Vous déplorez que la régulation par le droit soit supplantée par d'autres régulations, dont celle du marché. Le Conseil d'État a longtemps mis en garde le public contre la multiplication des AAI ; un consensus général règne aujourd'hui sur le sujet. Notre rapport a voulu faire la lumière sur quelque chose que nous n'avons pas créé, mais que nous voulons maîtriser. La compétence liée ne sera pas remise en cause : cette colonne du temple n'est pas près de s'effondrer. Le Parlement a pour mission d'élaborer du droit dur, mais il doit peut-être mieux maîtriser les dispositions non normatives pour mieux les encadrer. Le débat parlementaire que nous proposons page 160 comporte un vote sur le programme de stabilité et de convergence : nous ne perdons pas de vue les responsabilités du Parlement.
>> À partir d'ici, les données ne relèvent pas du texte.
Issue #8177, opened 2023-03-19
Remove deprecated features


misl6:
The initial plan for this issue was to remove any deprecation `<=1.9.0`, but that was scheduled for `2.3.0`.

Since we entered in `3.0.0` milestone, we're now targeting any feature deprecated before or in `2.0.0`, and if is a game-changer, also features deprecated in `2.1.0`, `2.2.0`, `2.3.0` series.

For who is taking care of this issue, please add a detailed list of the removals as suggested by #8585 

Ref: #8167

Zerus97:
Hi, i would like to work on this issue

misl6:
Hi @Zerus97,

I've assigned the issue to you, please ping us when your PR is ready for a review.

Thank you!

Zerus97:
Hey @misl6 , how are you? Im having a hard time trying to find deprecated code and since this is my first time solving an issue i was hoping if you could help me with that. I really want to contribute with the projetct!

misl6:
Hi @Zerus97 !

The best way is to search for `.. deprecated::` into code 😀

Zerus97:
@misl6 Thanks, ill start looking into it!

misl6:
Deprecations yet to be removed:

- `VideoPlayer.play` https://github.com/kivy/kivy/blob/7e9affd6f21a15ded862f621e605d35f2cc83be5/kivy/uix/videoplayer.py#L347

- `Video.play` https://github.com/kivy/kivy/blob/7e9affd6f21a15ded862f621e605d35f2cc83be5/kivy/uix/video.py#L86

- `TextInput.padding_x` https://github.com/kivy/kivy/blob/7e9affd6f21a15ded862f621e605d35f2cc83be5/kivy/uix/textinput.py#L3325

- `TextInput.padding_y` https://github.com/kivy/kivy/blob/7e9affd6f21a15ded862f621e605d35f2cc83be5/kivy/uix/textinput.py#L3341

- `FileChooser.file_encodings` https://github.com/kivy/kivy/blob/7e9affd6f21a15ded862f621e605d35f2cc83be5/kivy/uix/filechooser.py#L486

- `KVLang Templates`: ⚠️ We may break some guides and examples, so we should be careful.

- `Rotate.set` https://github.com/kivy/kivy/blob/7e9affd6f21a15ded862f621e605d35f2cc83be5/kivy/graphics/context_instructions.pyx#L686

- `pygame` window provider: ⚠️ We really want to? We should be super careful?

[...]

PR #8270, opened 2023-06-03
Allow `Scale` and `Translate` to take `x`, `y` and `z` as `kwargs`. Removes deprecated `Scale().scale` property.

GreenJon902:
Added support to create scale and translate instructions with kwargs like this
```
Translate(x=0, y=1, z=2)
Translate(0, 1)  # Original method still works

Scale(x=2, y=1, z=23)  # Scale also works
Scale(1, 2, 3)  # But the original for this also works.
```
Unit tests were also added for both methods of creation.

P.S. If your want to know why I can't just use normal args: I have a system where I load designs from a JSON file which stores the type of instruction and kwargs (like pos and size), and it doesn't work with normal args.

Maintainer merge checklist

### DIFF
--- a/kivy/graphics/context_instructions.pyx
+++ b/kivy/graphics/context_instructions.pyx
@@ -901,13 +901,17 @@ cdef class Translate(Transform):
     '''
     def __init__(self, *args, **kwargs):
         cdef double x, y, z
-        Transform.__init__(self, **kwargs)
+        x, y, z = 0, 0, 0
         if len(args) == 3:
             x, y, z = args
-            self.set_translate(x, y, z)
         elif len(args) == 2:
             x, y = args
-            self.set_translate(x, y, 0)
+        x = kwargs.pop("x", x)
+        y = kwargs.pop("y", y)
+        z = kwargs.pop("z", z)
+
+        Transform.__init__(self, **kwargs)
+        self.set_translate(x, y, z)
 
     cdef set_translate(self, double x, double y, double z):
         self.matrix = Matrix().translate(x, y, z)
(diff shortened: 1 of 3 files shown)


kivy/graphics/context_instructions.pyx
```diff
@@ -764,9 +764,25 @@ cdef class Scale(Transform):
     .. deprecated:: 1.6.0
         Deprecated single scale property in favor of x, y, z, xyz axis
         independent scaled factors.
```
misl6, line 766: Considering https://github.com/kivy/kivy/issues/8177, I guess we can just remove the single scale property.

kivy/graphics/context_instructions.pyx
```diff
@@ -764,9 +764,25 @@ cdef class Scale(Transform):
...
         cdef double x, y, z
+
+        x, y, z = 1.0, 1.0, 1.0
+        if len(args) == 1:
+            s = args[0]
+            x, y, z = s, s, s
+        if len(args) == 2:
+            x, y = args
+        elif len(args) == 3:
+            x, y, z = args
```
misl6, line 781: Referring to my previous comment, I think we should only consider the `len(args) == 3` option.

Notre définition du droit souple est certes faite en creux, mais avec deux bornes que sont le droit dur et le non-droit, entre lesquelles nous avons affaire à une normativité graduée, que le Conseil d'État doit ordonner. Les bonnes pratiques médicales procédant de la loi et émises par une autorité habilitée ne doivent pas avoir la même portée que des directives d'un ministre sur des aides économiques ou sociales. Les politiques contractuelles ont été examinées page 33 ; leur force a peut-être excédé en effet celle que voulait leur donner le législateur, peut-être à cause de l'évolution des finances publiques. Nous n'avons pas négligé la Cour de cassation ; sur des sujets partagés comme la responsabilité médicale, les sanctions ou en matière sociale, nous ne cessons d'échanger de manière informelle, par des colloques communs par exemple. Chacun est indépendant, mais nous ne pouvons pas délibérer dans l'ignorance de l'autre. Plus formellement, cela s'exprime par la jurisprudence du tribunal des conflits, qui a évolué au bénéfice des justifiables et de la clarté de la séparation entre les deux ordres de juridiction, sans que le garde des sceaux ait eu à le présider depuis quelques années.